■ Exercise requirements ■
Copy out all the entries exactly.

■ Dataset content ■
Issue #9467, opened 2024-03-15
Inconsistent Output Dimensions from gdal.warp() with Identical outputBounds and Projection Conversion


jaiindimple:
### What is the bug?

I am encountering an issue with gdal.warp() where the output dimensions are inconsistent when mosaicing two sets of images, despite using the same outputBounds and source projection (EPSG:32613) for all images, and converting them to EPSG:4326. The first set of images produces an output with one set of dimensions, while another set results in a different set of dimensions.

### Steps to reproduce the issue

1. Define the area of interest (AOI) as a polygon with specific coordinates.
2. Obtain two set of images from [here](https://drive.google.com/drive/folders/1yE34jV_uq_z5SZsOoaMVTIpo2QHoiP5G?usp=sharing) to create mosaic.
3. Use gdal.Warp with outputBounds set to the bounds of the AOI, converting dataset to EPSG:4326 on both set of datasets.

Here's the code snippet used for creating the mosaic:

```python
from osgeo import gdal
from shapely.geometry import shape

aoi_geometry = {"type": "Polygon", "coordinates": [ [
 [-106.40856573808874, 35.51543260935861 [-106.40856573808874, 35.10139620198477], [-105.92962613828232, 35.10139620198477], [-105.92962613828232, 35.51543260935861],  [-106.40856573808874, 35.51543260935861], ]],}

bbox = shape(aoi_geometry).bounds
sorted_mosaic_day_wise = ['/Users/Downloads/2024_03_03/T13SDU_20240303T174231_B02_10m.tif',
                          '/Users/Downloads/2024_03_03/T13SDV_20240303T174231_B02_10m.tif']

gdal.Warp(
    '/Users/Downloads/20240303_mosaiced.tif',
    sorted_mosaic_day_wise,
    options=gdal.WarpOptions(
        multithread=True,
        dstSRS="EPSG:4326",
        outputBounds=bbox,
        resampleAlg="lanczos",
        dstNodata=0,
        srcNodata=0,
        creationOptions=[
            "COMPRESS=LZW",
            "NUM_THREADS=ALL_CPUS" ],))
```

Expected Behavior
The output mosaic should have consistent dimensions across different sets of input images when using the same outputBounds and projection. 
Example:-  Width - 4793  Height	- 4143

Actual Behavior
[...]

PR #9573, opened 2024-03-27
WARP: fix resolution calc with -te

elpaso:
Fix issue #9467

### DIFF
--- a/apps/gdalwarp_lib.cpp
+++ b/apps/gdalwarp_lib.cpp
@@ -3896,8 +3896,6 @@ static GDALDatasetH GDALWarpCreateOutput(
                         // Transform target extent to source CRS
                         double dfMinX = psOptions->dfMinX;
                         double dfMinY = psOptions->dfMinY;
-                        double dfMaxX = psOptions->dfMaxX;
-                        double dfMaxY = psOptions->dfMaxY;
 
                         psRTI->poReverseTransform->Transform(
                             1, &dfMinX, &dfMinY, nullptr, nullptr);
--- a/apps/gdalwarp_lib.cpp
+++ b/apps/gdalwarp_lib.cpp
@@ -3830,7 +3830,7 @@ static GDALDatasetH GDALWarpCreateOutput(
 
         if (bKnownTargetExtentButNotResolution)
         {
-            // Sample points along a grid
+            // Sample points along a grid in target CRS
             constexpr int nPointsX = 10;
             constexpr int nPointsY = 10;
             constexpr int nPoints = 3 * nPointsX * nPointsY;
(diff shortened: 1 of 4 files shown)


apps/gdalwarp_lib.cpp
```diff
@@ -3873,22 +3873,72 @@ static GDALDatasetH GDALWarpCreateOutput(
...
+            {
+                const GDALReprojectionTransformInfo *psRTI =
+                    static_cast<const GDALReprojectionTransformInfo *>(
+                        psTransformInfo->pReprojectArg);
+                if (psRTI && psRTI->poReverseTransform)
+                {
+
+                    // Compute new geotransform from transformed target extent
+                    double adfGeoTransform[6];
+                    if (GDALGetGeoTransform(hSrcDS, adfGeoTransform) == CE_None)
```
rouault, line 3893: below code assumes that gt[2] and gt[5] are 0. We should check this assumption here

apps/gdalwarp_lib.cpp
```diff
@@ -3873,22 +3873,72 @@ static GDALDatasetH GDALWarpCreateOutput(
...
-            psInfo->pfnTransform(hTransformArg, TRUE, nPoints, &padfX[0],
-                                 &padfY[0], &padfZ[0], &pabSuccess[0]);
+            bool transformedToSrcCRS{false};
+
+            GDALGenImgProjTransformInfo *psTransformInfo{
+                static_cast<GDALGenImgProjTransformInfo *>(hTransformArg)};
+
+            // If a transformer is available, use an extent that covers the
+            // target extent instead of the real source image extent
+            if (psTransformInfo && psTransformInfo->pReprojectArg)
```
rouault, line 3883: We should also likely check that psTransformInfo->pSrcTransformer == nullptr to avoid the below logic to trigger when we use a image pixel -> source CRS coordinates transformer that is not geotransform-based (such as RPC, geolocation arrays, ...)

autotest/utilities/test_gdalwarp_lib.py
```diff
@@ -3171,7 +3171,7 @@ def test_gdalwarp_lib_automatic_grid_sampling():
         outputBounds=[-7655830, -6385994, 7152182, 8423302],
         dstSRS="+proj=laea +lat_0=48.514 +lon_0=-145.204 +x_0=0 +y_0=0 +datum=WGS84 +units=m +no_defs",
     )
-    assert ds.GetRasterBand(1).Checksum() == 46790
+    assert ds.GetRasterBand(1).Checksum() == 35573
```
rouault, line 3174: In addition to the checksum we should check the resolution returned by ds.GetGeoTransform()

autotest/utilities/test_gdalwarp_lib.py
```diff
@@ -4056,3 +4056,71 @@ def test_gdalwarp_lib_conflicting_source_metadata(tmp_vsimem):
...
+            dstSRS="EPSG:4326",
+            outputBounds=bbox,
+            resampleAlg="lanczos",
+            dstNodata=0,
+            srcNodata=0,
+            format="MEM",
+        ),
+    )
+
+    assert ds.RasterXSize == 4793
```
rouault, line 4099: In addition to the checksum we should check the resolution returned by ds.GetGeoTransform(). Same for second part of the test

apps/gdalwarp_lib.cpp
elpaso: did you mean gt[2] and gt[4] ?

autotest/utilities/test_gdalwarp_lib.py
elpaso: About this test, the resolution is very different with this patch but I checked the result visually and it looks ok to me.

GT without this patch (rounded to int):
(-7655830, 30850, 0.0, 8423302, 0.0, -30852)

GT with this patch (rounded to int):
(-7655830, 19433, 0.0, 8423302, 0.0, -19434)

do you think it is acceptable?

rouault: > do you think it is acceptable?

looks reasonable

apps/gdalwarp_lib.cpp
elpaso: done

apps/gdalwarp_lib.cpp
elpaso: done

■ Response to the task ■
Issue #9467, opened 2024-03-15
Inconsistent Output Dimensions from gdal.warp() with Identical outputBounds and Projection Conversion


jaiindimple:
### What is the bug?

I am encountering an issue with gdal.warp() where the output dimensions are inconsistent when mosaicing two sets of images, despite using the same outputBounds and source projection (EPSG:32613) for all images, and converting them to EPSG:4326. The first set of images produces an output with one set of dimensions, while another set results in a different set of dimensions.

### Steps to reproduce the issue

1. Define the area of interest (AOI) as a polygon with specific coordinates.
2. Obtain two set of images from [here](https://drive.google.com/drive/folders/1yE34jV_uq_z5SZsOoaMVTIpo2QHoiP5G?usp=sharing) to create mosaic.
3. Use gdal.Warp with outputBounds set to the bounds of the AOI, converting dataset to EPSG:4326 on both set of datasets.

Here's the code snippet used for creating the mosaic:

```python
from osgeo import gdal
from shapely.geometry import shape

aoi_geometry = {"type": "Polygon", "coordinates": [ [
 [-106.40856573808874, 35.51543260935861 [-106.40856573808874, 35.10139620198477], [-105.92962613828232, 35.10139620198477], [-105.92962613828232, 35.51543260935861],  [-106.40856573808874, 35.51543260935861], ]],}

bbox = shape(aoi_geometry).bounds
sorted_mosaic_day_wise = ['/Users/Downloads/2024_03_03/T13SDU_20240303T174231_B02_10m.tif',
                          '/Users/Downloads/2024_03_03/T13SDV_20240303T174231_B02_10m.tif']

gdal.Warp(
    '/Users/Downloads/20240303_mosaiced.tif',
    sorted_mosaic_day_wise,
    options=gdal.WarpOptions(
        multithread=True,
        dstSRS="EPSG:4326",
        outputBounds=bbox,
        resampleAlg="lanczos",
        dstNodata=0,
        srcNodata=0,
        creationOptions=[
            "COMPRESS=LZW",
            "NUM_THREADS=ALL_CPUS" ],))
```

Expected Behavior
The output mosaic should have consistent dimensions across different sets of input images when using the same outputBounds and projection. 
Example:-  Width - 4793  Height	- 4143

Actual Behavior
[...]

PR #9573, opened 2024-03-27
WARP: fix resolution calc with -te

elpaso:
Fix issue #9467

### DIFF
--- a/apps/gdalwarp_lib.cpp
+++ b/apps/gdalwarp_lib.cpp
@@ -3896,8 +3896,6 @@ static GDALDatasetH GDALWarpCreateOutput(
                         // Transform target extent to source CRS
                         double dfMinX = psOptions->dfMinX;
                         double dfMinY = psOptions->dfMinY;
-                        double dfMaxX = psOptions->dfMaxX;
-                        double dfMaxY = psOptions->dfMaxY;
 
                         psRTI->poReverseTransform->Transform(
                             1, &dfMinX, &dfMinY, nullptr, nullptr);
--- a/apps/gdalwarp_lib.cpp
+++ b/apps/gdalwarp_lib.cpp
@@ -3830,7 +3830,7 @@ static GDALDatasetH GDALWarpCreateOutput(
 
         if (bKnownTargetExtentButNotResolution)
         {
-            // Sample points along a grid
+            // Sample points along a grid in target CRS
             constexpr int nPointsX = 10;
             constexpr int nPointsY = 10;
             constexpr int nPoints = 3 * nPointsX * nPointsY;
(diff shortened: 1 of 4 files shown)


apps/gdalwarp_lib.cpp
```diff
@@ -3873,22 +3873,72 @@ static GDALDatasetH GDALWarpCreateOutput(
...
+            {
+                const GDALReprojectionTransformInfo *psRTI =
+                    static_cast<const GDALReprojectionTransformInfo *>(
+                        psTransformInfo->pReprojectArg);
+                if (psRTI && psRTI->poReverseTransform)
+                {
+
+                    // Compute new geotransform from transformed target extent
+                    double adfGeoTransform[6];
+                    if (GDALGetGeoTransform(hSrcDS, adfGeoTransform) == CE_None)
```
rouault, line 3893: below code assumes that gt[2] and gt[5] are 0. We should check this assumption here

apps/gdalwarp_lib.cpp
```diff
@@ -3873,22 +3873,72 @@ static GDALDatasetH GDALWarpCreateOutput(
...
-            psInfo->pfnTransform(hTransformArg, TRUE, nPoints, &padfX[0],
-                                 &padfY[0], &padfZ[0], &pabSuccess[0]);
+            bool transformedToSrcCRS{false};
+
+            GDALGenImgProjTransformInfo *psTransformInfo{
+                static_cast<GDALGenImgProjTransformInfo *>(hTransformArg)};
+
+            // If a transformer is available, use an extent that covers the
+            // target extent instead of the real source image extent
+            if (psTransformInfo && psTransformInfo->pReprojectArg)
```
rouault, line 3883: We should also likely check that psTransformInfo->pSrcTransformer == nullptr to avoid the below logic to trigger when we use a image pixel -> source CRS coordinates transformer that is not geotransform-based (such as RPC, geolocation arrays, ...)

autotest/utilities/test_gdalwarp_lib.py
```diff
@@ -3171,7 +3171,7 @@ def test_gdalwarp_lib_automatic_grid_sampling():
         outputBounds=[-7655830, -6385994, 7152182, 8423302],
         dstSRS="+proj=laea +lat_0=48.514 +lon_0=-145.204 +x_0=0 +y_0=0 +datum=WGS84 +units=m +no_defs",
     )
-    assert ds.GetRasterBand(1).Checksum() == 46790
+    assert ds.GetRasterBand(1).Checksum() == 35573
```
rouault, line 3174: In addition to the checksum we should check the resolution returned by ds.GetGeoTransform()

autotest/utilities/test_gdalwarp_lib.py
```diff
@@ -4056,3 +4056,71 @@ def test_gdalwarp_lib_conflicting_source_metadata(tmp_vsimem):
...
+            dstSRS="EPSG:4326",
+            outputBounds=bbox,
+            resampleAlg="lanczos",
+            dstNodata=0,
+            srcNodata=0,
+            format="MEM",
+        ),
+    )
+
+    assert ds.RasterXSize == 4793
```
rouault, line 4099: In addition to the checksum we should check the resolution returned by ds.GetGeoTransform(). Same for second part of the test

apps/gdalwarp_lib.cpp
elpaso: did you mean gt[2] and gt[4] ?

autotest/utilities/test_gdalwarp_lib.py
elpaso: About this test, the resolution is very different with this patch but I checked the result visually and it looks ok to me.

GT without this patch (rounded to int):
(-7655830, 30850, 0.0, 8423302, 0.0, -30852)

GT with this patch (rounded to int):
(-7655830, 19433, 0.0, 8423302, 0.0, -19434)

do you think it is acceptable?

rouault: > do you think it is acceptable?

looks reasonable

apps/gdalwarp_lib.cpp
elpaso: done

apps/gdalwarp_lib.cpp
elpaso: done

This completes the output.